6
votes

When building a plugin for sbt 0.13, is it important which version of scala 2.10 any library dependencies (of the plugin) are built against?

Currently my plugin is dependent upon libraries built against scala 2.10.2. This works fine for single builds, but when a build (A) is dependent upon another build (B), via ProjectRef, I find that the sbt compile of the build directive in project B fails.

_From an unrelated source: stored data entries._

PR #726, opened 2022-02-22
opta config view --cloud (aws/google)

nsarupr:
# Description
Feature to view all the opta related configurations present in the cloud.
The feature currently supports AWS and GCP.

# Safety checklist

Tested Manually.


opta/commands/config.py
```diff
@@ -0,0 +1,73 @@
+from typing import Optional
```
RemyDeWolf, line 1: we need unit test to cover this class similar to the other commands.
you can look at `test_generate_terraform` it's the latest we added

opta/commands/config.py
```diff
@@ -0,0 +1,73 @@
...
+
+from opta.core.aws import AWS
+from opta.core.azure import Azure
+from opta.core.cloud_client import CloudClient
+from opta.core.gcp import GCP
+from opta.utils import logger
+
+
+@click.group(cls=DYMGroup)
+def config() -> None:
```
RemyDeWolf, line 14: add the user documentation here, ex opta/commands/secret.py

opta/commands/config.py
```diff
@@ -0,0 +1,73 @@
...
+    pass
+
+
+cloud_option = click.option(
+    "-c",
```
RemyDeWolf, line 19: let's not use `-c` because we use it everywhere else for `--config` but this has a different meaning here
it's fine to only support `--cloud` not shortcut

opta/commands/config.py
```diff
@@ -0,0 +1,73 @@
...
+)
+
+name_option = click.option(
+    "-n", "--name", help="The name of the configuration", required=False
+)
+
+environment_option = click.option(
+    "-e", "--environment", help="The name of the environment", required=False
+)
+
```
RemyDeWolf, line 33: let's stick to MVP, `opta config view --cloud aws/google/azurerm` 
I don't think we really had come up to a point where we thought the other options enough to implement them.

opta/commands/config.py
```diff
@@ -0,0 +1,73 @@
...
+@config.command(name="list")
+@cloud_option
+@environment_option
+def list_command(cloud: str, environment: Optional[str]) -> None:
+    if environment:
+        logger.info("Environment option is a feature in progress.")
+    cloud_client: CloudClient = __get_cloud_client(cloud)
+    config_map = cloud_client.get_config_map()
+    if config_map:
+        logger.info(config_map)
```
RemyDeWolf, line 44: again let's stick to `view`

opta/commands/config.py
```diff
@@ -0,0 +1,73 @@
...
+        for bucket, detailed_configs in detailed_config_map.items():
+            for config_name, actual_config in detailed_configs.items():
+                logger.info(
+                    f"Bucket Name: {bucket}\nConfig Name: {config_name}\nActual Config:\n{actual_config}"
+                )
+
+
+def __get_cloud_client(cloud: str) -> CloudClient:
+    cloud_client: CloudClient
+    if cloud == "aws":
```
RemyDeWolf, line 66: suppor ignore case for these checks?

opta/core/cloud_client.py
```diff
@@ -28,3 +28,21 @@ def delete_remote_state(self) -> None:
...
+
+    @classmethod
+    def get_config_map(cls) -> Dict[str, List[str]]:
+        pass
+
+    @classmethod
+    def get_detailed_config_map(
+        cls, environment: Optional[str] = None
+    ) -> Dict[str, Dict[str, str]]:
+        pass
```
RemyDeWolf, line 48: I might be missing something but we should only need **one method to implement per cloud** (to get the content of the files in the remote bucket opta_config).
Every other operation, such as formatting, data manipulation is not cloud specific and could use the same implementation for each cloud.

```
opta config view --aws
```
will do:
1 - call aws.get_config()
2 - (cloud specific) returns content of `opta_config/awsenv-ci` 
3 - render the content to look as opta config files
4 - possible future improvement: do some filtering

only 2 would need to be implemented per cloud.

RemyDeWolf (commented):
couple of comments, let's stick to MVP, the cloud specific implementation is very costly to maintain, whenever possible we should avoid it. Let me know what you think about my comment of only having one method to implement and do the processing operations in common.

opta/core/cloud_client.py
```diff
@@ -28,3 +28,7 @@ def delete_remote_state(self) -> None:
     @abstractmethod
     def get_terraform_lock_id(self) -> str:
         raise NotImplementedError()
+
+    @classmethod
+    def get_detailed_config_map(cls) -> Dict[str, Dict[str, str]]:
```
RemyDeWolf, line 33: since we already have
```
    @abstractmethod
    def get_remote_config(self) -> Optional["StructuredConfig"]:
        pass
```

let's call this new method using a similar name
```
    @abstractmethod
    def list_remote_configs(self) -> Dict[str, "StructuredConfig"]]:
       #TODO add docstring
        pass
```
list_ is a better prefix some similar name to `s3.list_objects`

We should be able to reuse the implementation done `get_remote_config` by creating a new private method   `def _get_remote_config(layer_name str) that could be called by both `get_remote_config` and `list_remote_configs` . That would avoid duplicating some similar code. 


it would be up to the view command call `["original_spec"]` when displaying the info to the user

opta/core/aws.py
```diff
@@ -167,6 +167,29 @@ def force_delete_terraform_lock_id(self) -> None:
...
+                    detailed_configs[data["Key"][len(prefix) :]] = json.loads(
+                        config_object["Body"].read()
+                    )["original_spec"]
+                opta_config_detailed_map[aws_bucket] = detailed_configs
+        return opta_config_detailed_map
+
+    @classmethod
+    def get_bucket_list(cls) -> List[str]:
+        s3 = boto3.client("s3")
+        aws_bucket_data = s3.list_buckets().get("Buckets", [])
```
RemyDeWolf, line 190: this method can take a parameter called `Prefix` we should use it.
check if there is something similar for gcp

opta/commands/config.py
```diff
@@ -0,0 +1,49 @@
...
+    required=True,
+    type=click.Choice(["aws", "google", "azurerm"]),
+)
+
+
+@config.command()
+@cloud_option
+def view(cloud: str) -> None:
+    if cloud.lower() == "azurerm":
+        raise UserErrors("Currently AzureRM isn't supported.")
```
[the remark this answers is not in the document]
nsarupr: This one comes up when there is a user error raised.

opta/core/local.py
```diff
@@ -60,3 +60,9 @@ def delete_remote_state(self) -> None:
 
     def get_terraform_lock_id(self) -> str:
         return ""
+
+    def list_child_config_names(self) -> List[str]:
+        return []
+
+    def get_configuration_details(self, config_name: str) -> Dict[str, Any]:
+        return {}
```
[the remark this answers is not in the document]
nsarupr: I'll remove this.

opta/core/cloud_client.py
nsarupr: I'd rather we have these 2 separate functionality as of now...because they both are serving a different purpose. Also, adding `["original_spec"]` to the `view` isn't clean. If at any point we decide to change how we store config, we'll have to make changes to the command, which isn't required.
Also, `get_remote_config` serves 2 purposes,  one is checking the version of opta with which the commands were run, and another is getting details for the modules for the new terraform generation purpose.
As of now, what we can do is make the download part common for the both of them, as that's the only functionality which I see to be common among the both of them.

opta/core/aws.py
nsarupr: We can think about this, but maybe in an incremental stage. When we have a concrete thing on how we want the bucket names to look like. Once we have that fixed, we can add some sort of prefix. But till that time, let's use the logic to find the `opta_config` directory to figure out if the current bucket is an opta bucket or not.

opta/core/cloud_client.py
nsarupr: Also, we can extend this functionality at a later stage when we just don't need the actual configs but the lists of configurations or some other functionality.

opta/commands/config.py
```diff
@@ -0,0 +1,62 @@
...
+from opta.core.cloud_client import CloudClient
+from opta.core.gcp import GCP
+from opta.exceptions import UserErrors
+from opta.utils import logger
+
+
+@click.group(cls=DYMGroup)
+def config() -> None:
+    """
+    (Beta) Manage opta configurations.
```
RemyDeWolf, line 15: the terraform generator is in beta, because we have not yet tested all the modules, but this feature does not need to be tested for each module, do we need to be _beta_?

opta/commands/config.py
```diff
@@ -0,0 +1,62 @@
...
+    required=True,
+    type=click.Choice(["aws", "google", "azurerm"]),
+)
+
+
+@config.command()
+@cloud_option
+def view(cloud: str) -> None:
+    """
+    View the opta configuration file for a given cloud provider.
```
RemyDeWolf, line 32: for consistency no dot on the first line that is shown in the helper

opta/commands/config.py
```diff
@@ -0,0 +1,62 @@
...
+    Use the current cloud credentials to fetch the remote storage.
+
+    Examples:
+
+        - View opta configurations:
```
RemyDeWolf, line 37: we don't need this line, create extra ident and the command itself is self descriptive
check
`opta secret view -h `

opta/commands/config.py
```diff
@@ -0,0 +1,62 @@
...
+    type=click.Choice(["aws", "google", "azurerm"]),
+)
+
+
+@config.command()
+@cloud_option
+def view(cloud: str) -> None:
+    """
+    View the opta configuration file for a given cloud provider.
+    Use the current cloud credentials to fetch the remote storage.
```
RemyDeWolf, line 33: it's not remote _storage_ it's the remote opta config file.

opta/core/azure.py
```diff
@@ -170,3 +172,38 @@ def bucket_exists(self, bucket_name: str) -> bool:
             return True
         except ResourceNotFoundError:
             return False
+
+    @classmethod
+    def get_detailed_config_map(cls) -> Dict[str, Dict[str, str]]:
```
RemyDeWolf, line 177: every line of code that we add cost us in maintenance, so since the config command doesn't support azure, we should not keep the implementation.

opta/core/cloud_client.py
RemyDeWolf: > Also, get_remote_config serves 2 purposes, one is checking the version of opta with which the commands were run, and another is getting details for the modules for the new terraform generation purpose.

What is the part with checking the version, I don't see it in the impl https://github.com/run-x/opta/blob/main/opta/core/aws.py#L78-L90

I have an issue with this name `get_detailed_config_map` because it sounds like k8s ConfigMap. And in the existing code we already use the names `remote_configs` and `original_spec`.

What you can do also is:
```
    @abstractmethod
    def list_remote_configs(self) -> Dict[str, "StructuredConfig"]]:
       #TODO add docstring
        pass

   def list_original_spec(self) -> Dict[str, str]]:
       #TODO add docstring
        # implement using list_remote_configs  and return ["original_spec"]
```

The method `list_original_spec` would be implemented in one place.

opta/core/gcp.py
```diff
@@ -173,3 +173,22 @@ def bucket_exists(self, bucket_name: str) -> bool:
...
+        prefix = "opta_config/"
+        credentials, project_id = cls.get_credentials()
+        storage_client = storage.Client(project=project_id, credentials=credentials)
+        opta_config_detailed_map = {}
+        for bucket in storage_client.list_buckets():
+            detailed_config = {}
+            for response in storage_client.list_blobs(
+                bucket.name, prefix=prefix, delimiter="/"
+            ):
+                blob = storage.Blob(response.name, bucket)
```
RemyDeWolf, line 188: if you compare this new code and the existing code here, you can see the opportunity of creating a private method for loading a config file based on bucket and a file name.
https://github.com/run-x/opta/blob/498aa95bacb9d52a919ed13dd40a9581cffdbd76/opta/core/gcp.py#L83-L90

let me know if you need help with addressing this comment, but this is important that we favor reusing code vs adding new whenever possible.

nsarupr: Addressed this.

opta/core/azure.py
nsarupr: Removed Azure support for now.

opta/commands/config.py
nsarupr: Removed it.

nsarupr:
@RemyDeWolf I have tried best to address the comments left. 
Please let me know if there is anything which may have been overlooked.

opta/core/aws.py
```diff
@@ -167,6 +161,35 @@ def force_delete_terraform_lock_id(self) -> None:
...
+                    structured_config = cls._download_remote_config(
+                        s3, aws_bucket, data["Key"]
+                    )
+                    if structured_config:
+                        detailed_configs[data["Key"][len(prefix) :]] = structured_config
+                opta_config_detailed_map[aws_bucket] = detailed_configs
+        return opta_config_detailed_map
+
+    @staticmethod
+    def _get_bucket_list() -> List[str]:
```
RemyDeWolf, line 183: this method is also doing some filtering, so the name should capture this information `_list_opta_buckets`

opta/core/aws.py
```diff
@@ -167,6 +161,35 @@ def force_delete_terraform_lock_id(self) -> None:
             Key={"LockID": {"S": f"{bucket}/{self.layer.name}"}},
         )
 
+    @classmethod
+    def get_all_remote_configs(cls) -> Dict[str, Dict[str, "StructuredConfig"]]:
+        prefix = "opta_config/"
+        s3 = boto3.client("s3")
+        opta_config_detailed_map = {}
```
RemyDeWolf, line 168: let's use consistent naming all over, this method uses `StructuredConfig` and `remote_configs`
`detailed_map` `detailed_config` seem like similar concepts but using different names make the code harder to read.

opta/core/gcp.py
```diff
@@ -85,14 +86,7 @@ def get_remote_config(self) -> Optional["StructuredConfig"]:
...
         bucket_object = gcs_client.get_bucket(bucket)
-        try:
-            blob = storage.Blob(config_path, bucket_object)
-            return json.loads(blob.download_as_text())
-        except Exception:  # Backwards compatibility
-            logger.debug(
-                "Could not successfully download and parse any pre-existing config"
-            )
-            return None
+        return self._download_remote_config(bucket_object, config_path)
```
RemyDeWolf, line 89: 👍

opta/core/gcp.py
```diff
@@ -173,3 +167,32 @@ def bucket_exists(self, bucket_name: str) -> bool:
...
+            ):
+                structured_config = cls._download_remote_config(bucket, response.name)
+                if structured_config:
+                    detailed_config[response.name[len(prefix) :]] = structured_config
+            if detailed_config:
+                opta_config_detailed_map[bucket.name] = detailed_config
+        return opta_config_detailed_map
+
+    @staticmethod
+    def _download_remote_config(bucket: Bucket, key: str) -> Optional["StructuredConfig"]:
```
RemyDeWolf, line 190: key is a `path`

tests/core/test_aws.py
```diff
@@ -70,3 +73,63 @@ def test_force_delete_terraform_lock_id(
             ],
             Key={"LockID": {"S": f"{aws_layer.state_storage()}/{aws_layer.name}"}},
         )
+
+    def test_get_detailed_config_map_configuration_present(
```
RemyDeWolf, line 77: also rename the tests accordingly `test_new _name`
otherwise if the test fail someone will not know what is broken from the name

opta/core/cloud_client.py
```diff
@@ -28,3 +28,7 @@ def delete_remote_state(self) -> None:
     @abstractmethod
     def get_terraform_lock_id(self) -> str:
         raise NotImplementedError()
+
+    @classmethod
+    def get_all_remote_configs(cls) -> Dict[str, Dict[str, "StructuredConfig"]]:
```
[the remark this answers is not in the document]
nsarupr: Then we can not print the Bucket name in the `opta config view`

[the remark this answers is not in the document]
RemyDeWolf: that's fine it was not in the requirement.

opta/core/gcp.py
nsarupr: In bucket terminology, `key` is better understood as compared to the path.

opta/commands/config.py
```diff
@@ -0,0 +1,54 @@
...
+
+
+def __get_cloud_client(cloud: str) -> CloudClient:
+    cloud_client: CloudClient
+    if cloud.lower() == "aws":
+        cloud_client = AWS()
+    elif cloud.lower() == "google":
+        cloud_client = GCP()
+
+    return cloud_client
```
RemyDeWolf, line 54: JD needed something similar, we can consolidate such methods in the same place
https://github.com/run-x/opta/blob/3960cd526ce82299dfeab42d366d7b2da48cbd7d/opta/layer.py#L176

opta/core/aws.py
```diff
@@ -167,6 +162,33 @@ def force_delete_terraform_lock_id(self) -> None:
...
+                    structured_config = self._download_remote_config(
+                        s3, aws_bucket, data["Key"]
+                    )
+                    if structured_config:
+                        configs[data["Key"][len(prefix) :]] = structured_config
+                remote_configs[aws_bucket] = configs
+        return remote_configs
+
+    @staticmethod
+    def _get_opta_bucket() -> List[str]:
```
RemyDeWolf, line 183: if more than one object can be returned let's use plural `_get_opta_buckets`
for example see the naming for the official api below `s3.list_buckets()`

opta/core/azure.py
```diff
@@ -170,3 +171,6 @@ def bucket_exists(self, bucket_name: str) -> bool:
             return True
         except ResourceNotFoundError:
             return False
+
+    def get_all_remote_configs(self) -> Dict[str, Dict[str, "StructuredConfig"]]:
+        raise UserErrors("Feature Unsupported for Azure")
```
RemyDeWolf, line 176: instead of changing local and azure, it's easier to just raise the exception in the abstract method
like what is done here https://github.com/run-x/opta/blob/3960cd526ce82299dfeab42d366d7b2da48cbd7d/opta/core/cloud_client.py#L34

opta/core/cloud_client.py
```diff
@@ -1,13 +1,14 @@
...
 if TYPE_CHECKING:
     from opta.layer import Layer, StructuredConfig
 
 
 class CloudClient(ABC):
-    def __init__(self, layer: "Layer"):
-        self.layer = layer
+    def __init__(self, layer: Optional["Layer"] = None):
+        if layer:
+            self.layer = layer
```
RemyDeWolf, line 11: 👍

opta/core/gcp.py
RemyDeWolf: that's fine, it looks like aws uses key with gcp uses name.
gcp storage.Blob() has a param `encryption_key` so that's why I was suggesting a different name. but I didn't realize that AWS was using key.

RemyDeWolf (commented):
we are getting close, JD added a new method that we should reuse and some minor comments to address.

opta/core/azure.py
nsarupr: Raising a user error is much better, because in hierarchy it is handled with a Slack support message, otherwise we'll have to duplicate that part of code again.

opta/commands/config.py
```diff
@@ -0,0 +1,54 @@
...
+@config.command()
+@cloud_option
+def view(cloud: str) -> None:
+    """
+    View the opta configuration file for a given cloud provider
+
+    Use the current cloud credentials to fetch the remote opta config file
+    """
+    if cloud.lower() == "azurerm":
+        raise UserErrors("Currently AzureRM isn't supported.")
```
NitinAgg, line 36: nit: Currently Azure is not supported for this comment. As Opta's Azure support is still in Beta

opta/commands/config.py
NitinAgg: +1

opta/core/aws.py
```diff
@@ -30,8 +31,9 @@ class AwsArn(TypedDict):
 
 
 class AWS(CloudClient):
-    def __init__(self, layer: "Layer"):
-        self.region = layer.root().providers["aws"]["region"]
+    def __init__(self, layer: Optional["Layer"] = None):
+        if layer:
```
NitinAgg, line 35: nit `if layer is not None`

opta/core/azure.py
NitinAgg: We can define a new UserError (we have a couple already), but specific to no Azure support

opta/core/cloud_client.py
```diff
@@ -1,13 +1,14 @@
...
 
 if TYPE_CHECKING:
     from opta.layer import Layer, StructuredConfig
 
 
 class CloudClient(ABC):
-    def __init__(self, layer: "Layer"):
-        self.layer = layer
+    def __init__(self, layer: Optional["Layer"] = None):
+        if layer:
```
NitinAgg, line 10: nit: `if layer is not None`

NitinAgg (commented):
Minor comments.

opta/core/cloud_client.py
nsarupr: They are both the same things.

opta/core/azure.py
RemyDeWolf: @nsarupr the config command already raises a user error for azure https://github.com/run-x/opta/blob/feat/nilesh/runx-1121-opta-get-service/opta/commands/config.py#L35-L36

RemyDeWolf: this would work too raise UserError("This method is not supported by this cloud provider")

opta/commands/config.py
nsarupr: Sure.

nsarupr: For this one, we can have another PR and figure out where can we put this method.

NitinAgg (approved):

It seems to be that sbt is using 2.10.2 to build the directive files, but that scala-reflect-2.10.0.jar is being loaded (from the sbt debug traceback, after Calling Scala compiler with arguments (CompilerInterface) is printed to screen).

If I build the referenced project (B) on its own, the build of the directives file succeeds but looking again at the jars being loaded I see that scala-2.10.2/lib/scala-reflect.jar is referenced instead.

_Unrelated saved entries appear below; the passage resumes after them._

PR #727, opened 2022-02-22
Allowing people to specify cron tasks for k8s-service

juandiegopalomino:
# Description
Turned out to be pretty straightforward. Details are in the markdown.

# Safety checklist

manually

### DIFF
--- a/config/registry/schemas/common-types/cron.json
+++ b/config/registry/schemas/common-types/cron.json
@@ -1,0 +1,23 @@
+{
+  "$id": "https://app.runx.dev/common-types/cron",
+  "type": "object",
+  "properties": {
+    "commands": {
+      "type": "array",
+      "items": {
+        "type": "string"
+      },
+      "description": "The command array to execute",
+      "pattern": "^[a-zA-Z0-9-]+$"
+    },
+    "schedule": {
+      "type": "string",
+      "description": "The crontab schedule for this job",
+      "pattern": "^[a-zA-Z0-9 /*-]+$"
+    },
+    "env_vars": {
+      "type": "object"
+    }
+  },
+  "required": ["commands", "schedule"]
+}
--- a/config/registry/schemas/common-types/cron.json
+++ b/config/registry/schemas/common-types/cron.json
@@ -7,13 +7,11 @@
       "items": {
         "type": "string"
       },
-      "description": "The command array to execute",
-      "pattern": "^[a-zA-Z0-9-]+$"
+      "description": "The command array to execute"
     },
     "schedule": {
       "type": "string",
-      "description": "The crontab schedule for this job",
-      "pattern": "^[a-zA-Z0-9 /*-]+$"
+      "description": "The crontab schedule for this job"
     },
     "env_vars": {
       "type": "object"
--- a/modules/aws_k8s_service/aws-k8s-service.md
+++ b/modules/aws_k8s_service/aws-k8s-service.md
@@ -122,9 +122,7 @@ Opta gives you the option of adding a list of cron jobs to run as part of this s
 field which a user can fill with entries for each con job in mind. Each entry must specify a command in array format
 (for most cases simply specify the shell you wish to use, the `-c` flag and the executable to run), as well as a
 schedule following the [Cron Syntax](https://kubernetes.io/docs/concepts/workloads/controllers/cron-jobs/#cron-schedule-syntax).
-A user may additionally specify extra environment variables to use. All links and environment variables specified
-for the server will also be passed on to the cron tasks. The cron jobs will use the same resource requests/limits as the
-servers.
+The cron jobs will use the same resource requests/limits as the servers.
 
 For example, here is a service which has a cron job that runs every minute and simply outputs "Hello world!" to stdout:
 
@@ -141,8 +139,6 @@ For example, here is a service which has a cron job that runs every minute and s
         - -c
         - 'echo "Hello world!"'
         schedule: "* * * * *"
-        env_vars:
-          CRON: "1"
 ```
 
 {{% alert title="Pure Cron Jobs" color="info" %}}
--- a/modules/aws_k8s_service/aws-k8s-service.md
+++ b/modules/aws_k8s_service/aws-k8s-service.md
@@ -115,3 +115,32 @@ said nodes unless they have a matching toleration. Simply provide a list of desi
 
 Please refer to the taints specified in your environment Opta manifests to know what matching tolerations are right 
 for you.
+
+### Crons
+
+Opta gives you the option of adding a list of cron jobs to run as part of this service. This is done via the `crons`
+field which a user can fill with entries for each con job in mind. Each entry must specify a command in array format
+(for most cases simply specify the shell you wish to use, the `-c` flag and the executable to run), as well as a
+schedule following the [Cron Syntax](https://kubernetes.io/docs/concepts/workloads/controllers/cron-jobs/#cron-schedule-syntax).
+A user may additionally specify extra environment variables to use. All links and environment variables specified
+for the server will also be passed on to the cron tasks. The cron jobs will use the same resource requests/limits as the
+servers.
+
+For example, here is a service which has a cron job that runs every minute and simply outputs "Hello world!" to stdout:
+
+```yaml
+  - name: app
+    type: k8s-service
+    image: AUTO
+    healthcheck_path: "/get"
+    port:
+      http: 80
+    crons:
+      - commands:
+        - /bin/sh
+        - -c
+        - 'echo "Hello world!"'
+        schedule: "* * * * *"
+        env_vars:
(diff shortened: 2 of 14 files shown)


modules/opta-k8s-service-helm/templates/crons.yaml
```diff
@@ -0,0 +1,62 @@
...
+          tolerations:
+          {{ range $toleration :=  $.Values.tolerations }}
+          - key: {{ $toleration.key | quote }}
+            value: {{ default "opta" $toleration.value | quote }}
+            effect: {{ default "NoSchedule" $toleration.effect | quote }}
+          {{ end }}
+          {{- end }}
+          containers:
+            - name: cron
+              image: "{{ $.Values.image }}"
```
bigbitbus, line 28: So if we have a "cron" in the opta service file in a k8s-service module, then we are installing a "deployment" (the current behavior) and this "cronjob" resource into Kubernetes with the identical image and environment in both the deployment and the cronjob. That should be useful in e.g. running migrations or backups etc. periodically. 

But...then we have wedded the two aspects; so when one changes, the other does too. Should be fine but its a little unconventional to combine them. Although I cant think of another way given that the k8s-service deploy command accepts a single image name/tag only so for example we dont have the possibility of creating two different k8s-service modules, one for deployment and one for cronjob.  

I'd rather use the k8s-resource and define a separate cronjob there, but thats just a choice.

modules/opta-k8s-service-helm/templates/crons.yaml
```diff
@@ -0,0 +1,62 @@
...
+              imagePullPolicy: Always
+              command:
+              {{ range $command := $cron.commands }}
+              - {{ $command | quote }}
+              {{ end }}
+              env:
+              - name: RDS_CA_PATH # This is the path to the public key for the docdb tls
```
bigbitbus, line 35: Why is this specific RDS_CA_PATH a special case to be defined inside the template; separate from the other envVars?

bigbitbus (commented):
Looks like a practical solution; some comments to think of included.

modules/opta-k8s-service-helm/templates/crons.yaml
juandiegopalomino: needed for documentdb from way back in the day. Super annoying and we might want to consider removing it lol

modules/opta-k8s-service-helm/templates/crons.yaml
juandiegopalomino: Great insight, 2 points:
1. So we can totally just have a pure cronjob service by specifying the min/max containers to be 0-- then only the cronjobs would run!
2. The special treatment we've given to the image has bitten us so much in the past, but it looks from today's discussion and plans for the onsite that we'll be trying to purge it very soon

modules/aws_k8s_service/aws-k8s-service.md
```diff
@@ -115,3 +115,32 @@ said nodes unless they have a matching toleration. Simply provide a list of desi
...
+    port:
+      http: 80
+    crons:
+      - commands:
+        - /bin/sh
+        - -c
+        - 'echo "Hello world!"'
+        schedule: "* * * * *"
+        env_vars:
+          CRON: "1"
```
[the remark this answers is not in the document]
juandiegopalomino: if for whatever reason they want to pass extra env vars.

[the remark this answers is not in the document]
bigbitbus: ok.

modules/opta-k8s-service-helm/templates/crons.yaml
bigbitbus: Ok

bigbitbus (approved):
approved after comments discussed.

config/registry/schemas/common-types/cron.json
```diff
@@ -0,0 +1,23 @@
...
+      },
+      "description": "The command array to execute",
+      "pattern": "^[a-zA-Z0-9-]+$"
+    },
+    "schedule": {
+      "type": "string",
+      "description": "The crontab schedule for this job",
+      "pattern": "^[a-zA-Z0-9 /*-]+$"
+    },
+    "env_vars": {
```
RemyDeWolf, line 18: I'm questioning if we need this?
why not reuse the same env_vars that is set on the main container?
would that make it so the user doesn't need to update the env vars at 2 places?
or do you have a good use case where we need 2 different set of env vars?

juandiegopalomino: I was thinking sometimes a user would like to specify that this is a cron job, but I'm happy to remove it if you think it's a bad idea

config/registry/schemas/common-types/cron.json
```diff
@@ -0,0 +1,23 @@
...
+      "items": {
+        "type": "string"
+      },
+      "description": "The command array to execute",
+      "pattern": "^[a-zA-Z0-9-]+$"
+    },
+    "schedule": {
+      "type": "string",
+      "description": "The crontab schedule for this job",
+      "pattern": "^[a-zA-Z0-9 /*-]+$"
```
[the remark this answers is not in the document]
juandiegopalomino: done

modules/aws_k8s_service/aws-k8s-service.md
```diff
@@ -115,3 +115,32 @@ said nodes unless they have a matching toleration. Simply provide a list of desi
 
 Please refer to the taints specified in your environment Opta manifests to know what matching tolerations are right 
 for you.
+
+### Crons
+
+Opta gives you the option of adding a list of cron jobs to run as part of this service. This is done via the `crons`
```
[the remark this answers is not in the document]
juandiegopalomino: done

config/registry/schemas/common-types/cron.json
```diff
@@ -0,0 +1,23 @@
...
+  "$id": "https://app.runx.dev/common-types/cron",
+  "type": "object",
+  "properties": {
+    "commands": {
+      "type": "array",
+      "items": {
+        "type": "string"
+      },
+      "description": "The command array to execute",
+      "pattern": "^[a-zA-Z0-9-]+$"
```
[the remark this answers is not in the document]
juandiegopalomino: done

modules/opta-k8s-service-helm/templates/crons.yaml
juandiegopalomino: done

config/registry/schemas/common-types/cron.json
RemyDeWolf: my preference would be to remove it (and from doc) to keep it as simple as possible. if a user comes with this requirement it's easy to add 👍

modules/gcp_k8s_service/gcp-k8s-service.md
```diff
@@ -116,3 +116,36 @@ said nodes unless they have a matching toleration. Simply provide a list of desi
 Please refer to the taints specified in your environment Opta manifests to know what matching tolerations are right
 for you.
 
+### Crons
```
RemyDeWolf, line 119: rename this title too

RemyDeWolf (approved):
2 minor follow up comments but overall looks great

config/registry/schemas/common-types/cron.json
```diff
@@ -0,0 +1,21 @@
+{
+  "$id": "https://app.runx.dev/common-types/cron",
```
RemyDeWolf, line 2: rename the file and here too?

config/registry/schemas/common-types/cron.json
RemyDeWolf: did you mean to remove it?

modules/aws_k8s_service/aws-k8s-service.yaml
```diff
@@ -190,7 +190,15 @@ inputs:
     validator: list(include('toleration'), required=False)
     description: Taint tolerations to add to the pods.
     default: []
+  - name: cron_jobs
+    user_facing: true
+    validator: list(include('cron'), required=False)
+    description: A list of cronjobs to execute as part of this service
+    default: []
 extra_validators:
+  cron:
```
RemyDeWolf, line 199: rename here also?

modules/gcp_k8s_service/gcp-k8s-service.yaml
```diff
@@ -181,7 +181,15 @@ inputs:
     validator: list(include('toleration'), required=False)
     description: Taint tolerations to add to the pods.
     default: []
+  - name: cron_jobs
+    user_facing: true
+    validator: list(include('cron'), required=False)
+    description: A list of cronjobs to execute as part of this service
+    default: []
 extra_validators:
+  cron:
```
RemyDeWolf, line 190: rename here?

The error message on failure is:

[error] error while loading MacroValue, Missing dependency 'bad symbolic reference. A signature in MacroValue.class refers to term annotations
[error] in package scala.reflect.internal which is not available.
[error] It may be completely missing from the current classpath, or the version on
[error] the classpath might be incompatible with the version used when compiling MacroValue.class.', required by /home/alex.wilson/.ivy2/cache/org.scala-sbt/main-settings/jars/main-settings-0.13.0.jar(sbt/std/MacroValue.class)
[error] error while loading InputEvaluated, Missing dependency 'bad symbolic reference. A signature in InputEvaluated.class refers to term annotations
[error] in package scala.reflect.internal which is not available.
[error] It may be completely missing from the current classpath, or the version on
[error] the classpath might be incompatible with the version used when compiling InputEvaluated.class.', required by /home/alex.wilson/.ivy2/cache/org.scala-sbt/main-settings/jars/main-settings-0.13.0.jar(sbt/std/InputEvaluated.class)
[error] error while loading ParserInput, Missing dependency 'bad symbolic reference. A signature in ParserInput.class refers to term annotations
[error] in package scala.reflect.internal which is not available.
[error] It may be completely missing from the current classpath, or the version on
[error] the classpath might be incompatible with the version used when compiling ParserInput.class.', required by /home/alex.wilson/.ivy2/cache/org.scala-sbt/main-settings/jars/main-settings-0.13.0.jar(sbt/std/ParserInput.class)
[error] three errors found

I can rebuild my plugin so that it is dependent upon libraries built against 2.10.0 if required. But I'm not sure if that is the correct approach and going to help. Any advice would be greatly appreciated.

1
Are you cross compiling at all? Against 2.9, for instance?Matthew Farwell
I'm not cross-compiling. In this case the plugin is to get sbt to build native c++ projects, essentially using sbt as a build-tool construction kit that then scripts gcc, clang etc (github.com/d40cht/sbt-cpp)Alex Wilson
@MatthewFarwell At least I think I'm not cross compiling. Do you mean at build-time of the sbt directives, or in the libraries the plugin is dependent upon, or using sbt and the plugin to cross-compile scala?Alex Wilson

1 Answers

2
votes

sbt 0.13.0 requires Scala 2.10.2 or later. The error message indicates a missing class that was introduced in 2.10.2. So, the classpath appears to include an older Scala version, as you mention. Generally, if you don't set the scalaVersion, the correct version of Scala should be included on classpaths for sbt plugins.